Cualquier proceso de integración -y una unión económica y monetaria es un nivel alto en ese proceso- supone una readecuación importante de los factores y sectores económicos en el tránsito y en el final con importantes efectos humanos, sociales y políticos. En suma, un proceso en el que el saldo final es presumiblemente favorable pero en el que hay ganadores y perdedores. Cuanto mayores sean las diferencias entre los participantes y cuánto más se deje a las solas fuerzas del mercado, mayor es el riesgo de que las diferencia iniciales se mantengan e incluso aumenten.
Coherencia de objetivos
Se trata, por lo tanto, de que haya una cierta coherencia entre los Doce. Maastricht identifica esta coherencia solamente en cinco indicadores monetarios-financieros sintetizados en estabilidad de precios y de cambios y contención presupuestaria. Esto no es otra cosa que una política de austeridad o por lo menos de crecimiento por debajo del potencial.

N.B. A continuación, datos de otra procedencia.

PR #1424, opened 2022-09-12
test(e2e): lnurl-auth

escapedcat:
- add lnurl-auth test
- use unlock for helper for send to ln-address

Add e2e test for LNURL-auth link

### DIFF
--- a/tests/e2e/002-walletFeatures.spec.ts
+++ b/tests/e2e/002-walletFeatures.spec.ts
@@ -3,7 +3,13 @@ import { getDocument, queries } from "pptr-testing-library";
 
 import { loadExtension } from "./helpers/loadExtension";
 
-const { getByText, getByLabelText, findByText, getByPlaceholderText } = queries;
+const {
+  getByText,
+  getByLabelText,
+  findByText,
+  getByPlaceholderText,
+  findAllByText,
+} = queries;
 
 const unlockExtension = async ({ page, extensionId }) => {
   await page.waitForTimeout(1000);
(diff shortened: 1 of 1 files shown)


tests/e2e/walletFeatures.spec.ts
```diff
@@ -94,4 +88,31 @@ test.describe("Wallet features", () => {
...
+    });
+
+    // go to send
+    await (await findByText($optionsdocument, "Send")).click();
+    const invoiceInput = await findByText(
+      $optionsdocument,
+      "Invoice, Lightning Address or LNURL"
+    );
+    await invoiceInput.type(
+      "lightning:LNURL1DP68GURN8GHJ7MRWW4EXCTNXD9SHG6NPVCHXXMMD9AKXUATJDSKKCMM8D9HR7ARPVU7KCMM8D9HZV6E384NXVVEKXSEXYWRYX3SN2EPCX5EKYV35VVEK2VNPXESKZVN9XVCX2VNYX5CXYCFHXUCRJV3JX5UNJV3J8Q6N2WTYVS6NGVE48Q6X2VP3YCHUNC"
```
bumi, line 106: this is problematic because it is doing an HTTP request to an external source.
maybe just put the some JSON in a gist that we control and create an encoded lnurl for that url then.

bumi (approved):

tests/e2e/walletFeatures.spec.ts
```diff
@@ -94,4 +88,31 @@ test.describe("Wallet features", () => {
...
+    await invoiceInput.type(
+      "lightning:lnurl1dp68gurn8ghj7emfwd6zuemfw3582cn4wdjhycm0de6x2mn59e3k7mf0v4ekxctsv4jxxct59a3rqvnyx4jnvenr8ycxzvfk8qex2vp5xdnrjvty8pjnjvpjv56nvtmjv9mj7v3c8pjxywp3xd3ryvnyxy6rydmyxumxve3exccnxvpcxpnxyvnyx43k2wrpx4skvtmvde6hymrpw46xstt9xfjj6ar9wd6zu6nndahqts4jlx"
+    );
+    await (await getByText($optionsdocument, "Continue")).click();
+
+    await findByText(
+      $optionsdocument,
+      "Do you want to login to gist.githubusercontent.com?"
+    );
+    await findByText($optionsdocument, "Login");
```
bumi, line 114:
```suggestion
    await findByText($optionsdocument, "lnurl.getalby.com");
    await findByText($optionsdocument, "Login");
```

I actually think we should also test that the actual login url is shown.

bumi (changes requested):
hhhmm... I think I was wrong. LNURL-auth works differently: 
https://github.com/fiatjaf/lnurl-rfc/blob/legacy/lnurl-auth.md

what we do here works (as it seems)(and actually imo it should also have been implemented like this) but in the lnurl-auth spec it says that the `tag`, `action`, and `k1` are query params on the URL. (and not returned as JSON as you do it here)

so behind that lnurl must be a URL as described [here](https://github.com/fiatjaf/lnurl-rfc/blob/luds/04.md#server-side-generation-of-auth-url-and-signature-verification) 

Also I think no LNURL spec returns the `domain` and `url` that's what we extract and add to be used. (you really really need to learn these specs and also when we write those tests we need to check the specs and use those)

tests/e2e/walletFeatures.spec.ts
escapedcat: Done via `findAllByText` because we have 2 occurrences

bumi (approved):
I think the LNURL is updated. then I guess we're good here?

yay for more tests! 🚀

PR #1430, opened 2022-09-13
Feat/1381 notifications fiat

### LINKED ISSUE #1381: Show fiat rates in notifications
### Is your feature request related to a problem? Please describe

We have now the option to show fiat amounts when we display satoshi amounts.
So far we do not do this in the notifications. we should also show the same amount information.

### Additional context

we need to convert the amount here: https://github.com/getAlby/lightning-browser-extension/blob/master/src/extension/background-script/events/notifications.js#L13-L23

Probably it would be helpful if we refactor the currency converter first to do the api call and caching in a background script action?

escapedcat:

- show fiat in notifications
- refactor rate to be sats- instead of a btc-rate to work directly with sats everywhere

### Link this PR to an issue

Fixes #1381

- with fiat
  image
- no fiat
  image

### How has this been tested?

- manually (see screenshots)
- unit-test


im-adithya (approved):

src/common/utils/currencyConvert.ts
```diff
@@ -3,25 +3,18 @@
...
-
-const satoshisToBitcoin = (amountInSatoshis: number | string) => {
-  return Number(amountInSatoshis) / numSatsInBtc;
+const satsToFiat = async (amount: number | string, rate: number) => {
+  return Number(amount) * rate;
 };
 
 const satoshisToFiat = async ({
-  amountInSats,
+  amount,
```
bumi, line 11: I kinda like names that describe what is in there.

bumi (approved):
utACK

did you test it with currencies where the values are different? (e.g. different amount of decimal points or values?

escapedcat:
> did you test it with currencies where the values are different? (e.g. different amount of decimal points or values?

No, thanks!
Currently this would be cut off:
image


We could move Fiat to next line:
image

src/common/utils/currencyConvert.ts
escapedcat: I thought we do not need it anymore, because we got rid of the "btc value". But I can keep `amountInSats`

im-adithya:
Maybe something like this:
`✅ Payment [to XYZ] Successful`
`Amount: 321 sats (25.73 NGN)`
`Fee: 0 sats`

escapedcat:
> Maybe something like this: `✅ Payment [to XYZ] Successful` `Amount: 321 sats (25.73 NGN)` `Fee: 0 sats`

Good idea, let me try if simple line-breaks work in there

src/common/utils/currencyConvert.ts
bumi: I don't care, was just a nit...if one reads it in a year one might not know it. - even though the function is called satoshisInFiat.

Hay que insistir en que esos cinco indicadores son incompletos porque no reflejan adecuadamente la situación económica de un país. ¿Porqué no incluir otros parámetros económicos importantes como son el desempleo, la renta per cápita, los desequilibrios territoriales o la situación de la balanza de pagos? Más aún: ¿Qué pasa con otros indicadores tan importantes como, por ejemplo, la dotación de infraestructuras o de capital público? ¿O los sociales como la distribución de la riqueza y la renta o los gastos en protección social? Los indicadores aprobados en Maastricht no son la radiografía económica de un país y mucho menos la socioeconómica. Puede darse una convergencia en esos indicadores oficializados y una divergencia, incluso profunda, en otros, porque -y esto es importante- no basta obtener los primeros y los segundos vendrán como una resultante obligada. Pero esa parece ser la filosofía que está detrás de Maastricht y del programa español de convergencia.